An interesting change within the statistics is Latvia's shifting trade dynamics with countries affected by the geopolitical climate. The report indicated significant drops in exports to Ukraine and Russia, with decreases of 41.6% (to 290.3 million euros) and 9.1% (to 1.028 billion euros) respectively. Essentially, these changes reflect the broader economic ramifications of regional conflicts, affecting trade flows and demand significantly. The drop to Ukraine was largely attributed to diminishing exports of mineral products, which fell by approximately 43.3 million euros.

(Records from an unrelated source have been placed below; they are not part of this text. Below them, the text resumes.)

PR #32218, opened 2023-08-02
Hovercards: switch to new URL

johngodley:
Updates the Gravatar hovercard URL to use the updated location. Some i18n strings are also supplied, which are used by the new hovercard library.

The option description has been updated.

image

## Proposed changes:
* Update a URL
* Add some i18n strings
* Change option description

### Other information:

No.

## Testing instructions:
* Enable hovercards from settings > discussion
* Visit a post with comments, hover over an avatar, and confirm a popup is shown

### DIFF
--- a/projects/plugins/jetpack/modules/gravatar-hovercards.php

Exports to Belarus also saw declines, dropping by 16.9% to 142.5 million euros, with textile materials and products being the hardest hit, down by 17.1 million euros.

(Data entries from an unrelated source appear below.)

PR #32219, opened 2023-08-02
Boost: Integrate performance history graph

haqadn:
## Proposed changes:

* Add performance history graph to a panel
* Cleanup and refactor the svelte component

### Other information:

## Jetpack product discussion
None

None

On the import side, Latvia sourced goods from 176 countries, with the five largest partners being Lithuania, Germany, Poland, Estonia, and Finland, altogether accounting for 57.5% of overall imports. Mineral fuels and oil products were the main import categories, with significant contributions from Lithuania (50%), Finland (21.8%), and Russia (7.5%).

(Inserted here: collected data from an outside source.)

PR #32245, opened 2023-08-02
Launchpad: Add the "Add your about page" task

markbiek:
Fixes #79795

## Proposed changes:

* This PR adds the "Add your About page" task and its completion logic. This task is part of the Newsletter task lists and should be marked as complete when the user creates an "About" page. To achieve it, we had to add a new post meta to store the category selected by the user when they access `/page/:siteSlug`.
See: https://github.com/Automattic/wp-calypso/pull/80186

### Other information:

## Testing instructions:

* Apply this patch to your sandbox.
* Follow the instructions on https://github.com/Automattic/wp-calypso/pull/80186
* The task "Add your About page" should be marked as complete


valterlorran:
Mark had the following TODO added:
```php
function wpcom_is_update_about_page_task_visible() {
	// TODO - Need to make this visible in the case that add_about_page has happened. We need to get that page id somehow.

```
However, I'm not sure if we want to show the "Update the about page" if the user completed the task "Add your about page" task.

projects/packages/jetpack-mu-wpcom/src/features/launchpad/launchpad-task-definitions.php
```diff
@@ -1227,12 +1237,65 @@ function wpcom_launchpad_has_translation( $string, $domain = 'jetpack-mu-wpcom'
 	return $translated_string !== $string;
 }
 
+/**
+ * Determine `add_new_page` task visibility. The task is visible if there is no 'About' page on the site.
+ *
+ * @return bool True if we should show the task, false otherwise.
+ */
+function wpcom_launchpad_is_add_about_page_visible() {
+	return ! wpcom_is_update_about_page_task_visible();
```
daledupreez: Given that the `_wp_layout_category` meta field is getting added in the Editor Toolkit plugin, we should probably add a check here for the existence/registration of that meta field.
```suggestion
	return ! wpcom_is_update_about_page_task_visible() && registered_meta_key_exists( 'post', '_wp_layout_category', 'page' );
```

projects/packages/jetpack-mu-wpcom/src/features/launchpad/launchpad-task-definitions.php
```diff
@@ -1227,12 +1237,65 @@ function wpcom_launchpad_has_translation( $string, $domain = 'jetpack-mu-wpcom'
...
+	// If the page is the previously located About page, ignore it.
+	$about_page_id = wpcom_get_site_about_page_id();
+	if ( null !== $about_page_id && $post->ID === $about_page_id ) {
+		return;
+	}
+
+	$is_about_page = 'about' === get_post_meta( $post->ID, '_wp_layout_category', true );
+	if ( ! $is_about_page ) {
+		return;
+	}
```
daledupreez: I think we need to confirm the data model/structure and naming for the layout category meta field before we can ship this PR. I _think_ we want to use a `_wpcom_` prefix, and I also think we should store an array of category values.

Separately, we also need to confirm that the post_meta key is registered -- it's possible that the Editor Toolkit plugin is disabled on some Atomic sites.
```suggestion
	// Don't do anything if we don't have the page category post_meta field registered.
	if ( ! registered_meta_key_exists( 'post', '_wpcom_layout_category', 'page' ) ) {
		return;
	}

	// Don't do anything if the task is already complete.
	if ( wpcom_is_task_option_completed( array( 'id' => 'add_about_page' ) ) ) {
		return;
	}

	// If the page is the previously located About page, ignore it.
	$about_page_id = wpcom_get_site_about_page_id();
	if ( null !== $about_page_id && $post->ID === $about_page_id ) {
		return;
	}

	$stored_page_categories = get_post_meta( $post->ID, '_wpcom_page_layout_category', true );
	if ( ! is_array( $stored_page_categories ) || ! in_array( 'about', $stored_page_categories, true ) ) {
		return;
	}
```

andres-blanco:
> Mark had the following TODO added:
> 
> ```
> function wpcom_is_update_about_page_task_visible() {
> 	// TODO - Need to make this visible in the case that add_about_page has happened. We need to get that page id somehow.
> ```
> 
> However, I'm not sure if we want to show the "Update the about page" if the user completed the task "Add your about page" task.

did you found out what this was about?

valterlorran:
@andres-blanco, I talked with @markbiek. He added the TODO because he was wondering if we should show the "Update the about me task" when you complete the "Add your about page" task. But we agreed that the "Add your about page" task is enough to get the user started with the "About" page.

andres-blanco (approved):
I've followed the test instructions and works as described.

Similarly, the import of electrical appliances chiefly stemmed from Lithuania (15.8%), China (10.8%), and Poland (9.4%), illustrating established trade routes and dependencies on neighboring nations.

The report also highlighted growth within specific markets, such as Kazakhstan and Tajikistan, indicating positive export trajectories amid broader declines. Exports to Kazakhstan rose by 6.2 million euros (5%), and remarkably, exports to Tajikistan surged by 60.2%, reflecting growing economic ties.

The statistical insights provided by the Central Statistical Bureau not only underline the shifts within the Latvian economy but also paint a larger picture of the intertwined nature of international trade amid changing geopolitical realities. The persistence of significant partners such as Lithuania and the Netherlands indicates the underlying stability and potential for recovery and growth as Latvia continues to engage with its global trading partners.

Overall, 2024 highlights both challenges and opportunities for Latvian exports, showing resilience within certain sectors, even as the country faces structural pressures and rapidly changing international relationships.